◆ **EXERCISE DESCRIPTION**: Below are records. Find each line in them that holds the word "gems" and copy it.

-*-*-

PR #6826, opened 2018-03-03
Exclude CNAME by default

willnode:
This PR is about excluding `CNAME` from site builds by default.

I know it's a GitHub things, but there are so many sites ends up including CNAME, even:

+ https://developer.github.com/CNAME
+ https://desktop.github.com/CNAME
+ https://services.github.com/CNAME
+ https://blog.github.com/CNAME
+ https://help.github.com/CNAME
+ https://hub.github.com/CNAME
+ https://webpack.js.org/CNAME
+ https://nuxtjs.org/CNAME
+ [And many many more](https://gist.github.com/willnode/40220661ca6228d7cbf2f306807ac1c9)

The effect might be a little, but personally I don't want to bother with config file just to add `CNAME` to it.

### DIFF
--- a/docs/_docs/configuration.md
+++ b/docs/_docs/configuration.md
@@ -644,7 +644,7 @@ collections:
 # Handling Reading
 safe:                 false
 include:              [".htaccess"]
-exclude:              ["Gemfile", "Gemfile.lock", "node_modules", "vendor/bundle/", "vendor/cache/", "vendor/gems/", "vendor/ruby/"]
+exclude:              ["CNAME", "Gemfile", "Gemfile.lock", "node_modules", "vendor/bundle/", "vendor/cache/", "vendor/gems/", "vendor/ruby/"]
 keep_files:           [".git", ".svn"]
 encoding:             "utf-8"
 markdown_ext:         "markdown,mkdown,mkdn,mkd,md"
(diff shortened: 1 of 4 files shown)


pathawks:
Could this be added to the `pages-gem`?

thiemo:
@willnode not including the CNAME file in the site build will break the custom domain.

I suspect the contents of the CNAME files in the site dir are parsed into the github web servers vhost config and DNS.

If you don‘t want the CNAME file to show up in your page build, don‘t include it in your source!

willnode:
@thiemo I do have a blog that already excludes CNAME in _config.yml, and it works. I just wonder if we can also exclude CNAME just like Gemfile.

> not including the CNAME file in the site build will break the custom domain.

If the site have no plugins, then no, because it [works for me](https://github.com/willnode/blog).

For those who have jekyll integrated to CI, I believe `CNAME` is already been handled automatically by that (Travis have the option).

For the rest who publish Jekyll to Github Pages manually, I believe they already have custom `exclude` list in `_config.yml`, which leaves this PR unnaffected, otherwise they'll know CNAME have been missing before the site get published by hand.

ashmaroli:
@thiemo The following is the *custom* `exclude:` setting for Jekyll's official documentation site hosted on a custom domain via GitHub Pages:
https://github.com/jekyll/jekyll/blob/93e16428d8a27f20b16f77e466e0873692a9cb7f/docs/_config.yml#L44-L48

parkr:
Excluding in github/pages-gem is the right move. Jekyll should not care about this IMO.

DirtyF:
@willnode Please rather open an issue on the [pages-gem](https://github.com/github/pages-gem/issues/) repo. Thanks.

-*-*-

◆ **WRITTEN ANSWER**:
-exclude:              ["Gemfile", "Gemfile.lock", "node_modules", "vendor/bundle/", "vendor/cache/", "vendor/gems/", "vendor/ruby/"]
+exclude:              ["CNAME", "Gemfile", "Gemfile.lock", "node_modules", "vendor/bundle/", "vendor/cache/", "vendor/gems/", "vendor/ruby/"]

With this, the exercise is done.